I have Cisco ASA 5506-x
ASA version:9.16(4) and ASDM 7.19 and AnyConnect version: 4.10
Here is the command I use:
crypto ca trustpoint AzureAD-AC-SAML
revocation-check none
no id-usage
enrollment terminal
no ca-check
crypto ca authenticate AzureAD-AC-SAML
-----BEGIN CERTIFICATE-----
******
-----END CERTIFICATE-----
quit
webvpn
saml idp https://*********
url sign-in https://********
url sign-out https://******
trustpoint idp AzureAD-AC-SAML
trustpoint sp AzureAD-AC-SAML
no force re-authentication
no signature
base-url https://*******
After this command "trustpoint sp AzureAD-AC-SAML " I got error and said that trustpoint is not enrolled, Please enroll trustpoint !!!

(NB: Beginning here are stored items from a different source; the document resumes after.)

PR #873, opened 2017-06-16
Add defaults + split SignIn/SignOut

HaoK:
- Move SignIn/Signout into IAuthenticationHandlerSign[In\Out]Handler
- Add tests for AuthenticationService
- add overloads for SignOut/Forbid to use new default

@Tratcher


HaoK:
Fixes https://github.com/aspnet/Security/issues/1244 and https://github.com/aspnet/Security/issues/1264

Need to update Security/Hosts (to remove SignIn/Signout impls only) as a result of this PR as well

HaoK:
I'm going to combine the events changes we want for https://github.com/aspnet/Security/pull/1266 into this PR as well.  So the update to AuthenticationResult + rename of None => Ignore will go in this PR as well

src/Microsoft.AspNetCore.Authentication.Core/AuthenticationSchemeProvider.cs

How can I resolve this issue? Thanks
Solved! Go to Solution.
03-12-2024 09:53 AM
@TAC-itsupport yes, typically this would be a public CA signed certificate to avoid certificate errors, but it could be signed by your internal CA such as Windows Server CA.
03-12-2024 09:32 AM
@TAC-itsupport the SP certificate trustpoint should be the existing identity certificate trustpoint used for remote access VPN connections, not the Azure IDP certificate (AzureAD-AC-SAML).
03-12-2024 09:50 AM
Thank you Rob,
I don't have any identity certificate! so should I create new one and use it for SP certificate?
03-12-2024 09:53 AM
@TAC-itsupport yes, typically this would be a public CA signed certificate to avoid certificate errors, but it could be signed by your internal CA such as Windows Server CA.
03-12-2024 10:04 AM
Thank you Rob.
Discover and save your favorite ideas. Come back to expert answers, step-by-step guides, recent topics, and more.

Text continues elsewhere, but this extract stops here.